If you don’t have Docker
on your system then use Conda
to build genome data.
For Mac OSX users, if dependencies does not work then install
Docker
and try with the next method.Install dependencies.
Install genome data:
$ cd installers/ $ source activate [CONDA_ENV] $ bash install_genome_data.sh [GENOME] [DEST_DIR] $ source deactivate
Otherwise, use the following command to build genome data with Docker
:
$ cd installers/
$ mkdir -p [DEST_DIR]
$ cp -f install_genome_data.sh [DEST_DIR]
$ docker run -v $(cd $(dirname [DEST_DIR]) && pwd -P)/$(basename [DEST_DIR]):/genome_data_tmp [DOCKER_CONTAINER] "cd /genome_data_tmp && bash install_genome_data.sh [GENOME] ."

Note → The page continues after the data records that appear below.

PR #2473, opened 2025-11-07
Fix guide rendering

SamFerracin:
This PR removes pluralization of inline code

### DIFF
--- a/docs/guides/executor_basic.rst
+++ b/docs/guides/executor_basic.rst
@@ -208,13 +208,13 @@ The outputs of the Executor
 
 :class:`~.qiskit_ibm_runtime.quantum_program.QuantumProgramResult` is an iterable. It contains one
 item per circuit task, and the items are in the same order as the items in the program. Every one of
-these items is a dictionary from strings to a ``np.ndarray`` with boolean ``dtype``. Let us take a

Custom genome data installation¶
You can also install genome data for any species if you have a valid URL for reference fasta
(.fa
, .fasta
or .gz
) or 2bit
file. Modfy installers/install_genome_data.sh
like the following. If you don’t have a blacklist file for your species then comment out the line BLACKLIST=
.
elif [[ $GENOME == "mm10" ]]; then REF_FA="https://www.encodeproject.org/files/mm10_no_alt_analysis_set_ENCODE/@@download/mm10_no_alt_analysis_set_ENCODE.fasta.gz" BLACKLIST="http://mitra.stanford.edu/kundaje/genome_data/mm10/mm10.blacklist.bed.gz" elif [[ $GENOME == "[YOUR_CUSTOM_GENOME_NAME]" ]]; then REF_FA="[YOUR_CUSTOM_GENOME_FA_OR_2BIT_URL]" BLACKLIST="[YOUR_CUSTOM_GENOME_BLACKLIST_BED]" # if there is no blacklist then comment this line out. fi
MySQL database configuration¶
There are several advantages (call-caching and managing multiple workflows) to use Cromwell with MySQL DB. Call-caching is disabled in [BACKEND_FILE]
by default.
Find an initialization script directory [INIT_SQL_DIR]
for MySQL database. It’s located at docker_image/mysql
on github repo of any ENCODE/Kundaje lab WDL pipelines. If you want to change username and password, make sure to match with those in the following command lines and [BACKEND_FILE]
(backends/backend_with_db.conf
).
Running MySQL server with Docker
¶
Choose your destination directory [MYSQL_DB_DIR]
for storing all data:
$ docker run -d --name mysql-cromwell -v [MYSQL_DB_DIR]:/var/lib/mysql -v [INIT_SQL_DIR]:/docker-entrypoint-initdb.d -e MYSQL_ROOT_PASSWORD=cromwell -e MYSQL_DATABASE=cromwell_db --publish 3306:3306 mysql
To stop MySQL:
$ docker stop mysql-cromwell
Running MySQL without Docker
¶
Ask your DB admin to run [INIT_SQL_DIR]
. You cannot specify destination directory for storing all data. It’s locally stored on /var/lib/mysql
for most versions of MySQL by default.